There is a historical reason. There was a similar tool for upgrading CentOS 6 to CentOS 7. While it initially kind of worked in some very specific circumstances, CentOS 6 and 7 evolved with the new updates, and the tool would have needed to be updated for these changes. At some point it became dangerous to keep it available, because the tool's brokenness ended up making many CentOS systems unbootable. Quoting from the old 6->7 upgrade tool documentation:
This tool is community maintained, and there are newer versions of this tool that need to be maintained by community members. Here are the packages on git.centos.org:

preupdate-assistant-contents

preupgrade-assistant

redhat-upgrade-tool

Also, the CentOS-6 openscap needs to be verified (and possibly modified), the latest SRPM should be at either:

C6 OS Sources

C6 Updates Sources

If you are interested in modifying these Red Hat packages to work with CentOS Linux, please use the CentOS-Devel Mailing List and collaborate with other community members to bring this functionality to CentOS Linux.
That community collaboration never happened.

The sources for the 7->8 upgrade tool "leapp" are available. If the community manages to get it into working shape, I don't see a reason why it couldn't be used.

fluke11
Posts: 5
Joined: 2009/02/13 19:00:45

Re: CentOS 8

Post by fluke11 » 2019/09/10 01:15:58

avij wrote:
2019/09/07 06:55:25
There is a historical reason. There was a similar tool for upgrading CentOS 6 to CentOS 7. While it initially kind of worked in some very specific circumstances, CentOS 6 and 7 evolved with the new updates, and the tool would have needed to be updated for these changes. At some point it became dangerous to keep it available, because the tool's brokenness ended up making many CentOS systems unbootable.

...

That community collaboration never happened.
There are several side cases that come up over time that both FedUp and redhat-upgrade-tool really were not designed to address very well. CentOS 6 to CentOS 7 also had the unique situation of upgrading GRUB v1 to GRUB v2 with very different syntax formats.

I see equating community history with redhat-upgrade-tool to be similar to bringing up the history of community involvement with NIS/NIS+ service. There are just sometimes things that can't deliver the desired result without a complete rewrite. NIS+ wasn't going to be providing LDAP like results by the community patching it. While NIS+ and LDAP are both directory services, the level of community interest is going to be different because the overall environments are very different.

CentOS 6 to 7 and the tool provided for it is very different than CentOS 7 to 8.
avij wrote:
2019/09/07 06:55:25
The sources for the 7->8 upgrade tool "leapp" are available. If the community manages to get it into working shape, I don't see a reason why it couldn't be used.
Once someone gets familiar with Leapp and Snactor, how do they attempt to prove they got the Leapp actor into a "working shape" for 7 to 8 RC while still banned from accessing 8 RC? If they need to prove "working shape" to get RC access but need to already have RC access to prove it then we seem to be in a circular dependency hell.

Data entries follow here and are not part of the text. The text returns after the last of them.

PR #1134, opened 2026-09-21
Correct the E2E tests rerun logic

samithkavishke:

## Automation tests
 - Unit tests 
   > Code coverage information
 - Integration tests

## Security checks

 

- Corrects E2E reruns to target failed `test.describe.serial()` blocks.
- Runs reruns only through the manual “Re-run failed jobs” path.
- Generates valid `--grep` patterns and uses the matrix group as a fallback.
- Counts tests as flaky only when an earlier attempt failed.
- Updates related workflow documentation.


.github/scripts/aggregate-e2e-results.js
```diff
@@ -193,8 +193,9 @@ function aggregate(rootDir, expectedGroups) {
       else if (isSkipped) skipped += 1;
       else failed += 1;
       // Flakiness is derived from the merged attempt history rather than either report
-      // file's own test.status: a test re-run via --last-failed spans two separate
-      // Playwright invocations, so no single file's status reflects the merged outcome.
+      // file's own test.status: a test re-run as part of its failing serial block spans
+      // two separate Playwright invocations, so no single file's status reflects the
+      // merged outcome.
       if (isPassed && attempts > 1) flaky += 1;
```
NipunaRanasinghe: **Blocking: this now over-counts flaky tests.**

`isPassed && attempts > 1` only means "flaky" if the re-run report contains *just* the tests that failed. That held for `--last-failed`; it no longer holds once a whole `test.describe.serial()` block is replayed. Every previously-passing test in a replayed block gets a second attempt merged in and is counted flaky.

Reproduced against this branch with a 3-test block where only the third test failed and all three passed on the re-run:

```
Total: 3 - Passed: 3 - Failed: 0 - Skipped: 0 - Flaky (passed after retry): 3
```

`--last-failed` would have reported `Flaky: 1`. The same inflation lands in the NDJSON history rows (`attempts: 2` for tests that never failed), which is the trend data the 6-hourly scheduled run collects — see "Scheduled E2E testing" in the workflows README.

They community might be better off figuring out if the chicken or the egg came first.

Regardless of what the community does with Leapp right now, CentOS will always still be able to point to the historical reason related to the redhat-upgrade-tool to continue the policy of banning early community work with a 7 to 8 RC upgrade path. It doesn't seem to matter if the historical reason would really be relevant to the current situation or not, the policy to ban the community from the RC RPMs has already been decided.

stevemowbray
Posts: 470
Joined: 2012/06/26 14:20:47

Re: CentOS 8

Post by stevemowbray » 2019/09/11 11:41:01

There is no RC, so all this is moot. Releasing an RC would require additional effort from the maintainers which is better spent actually working on the release, surely?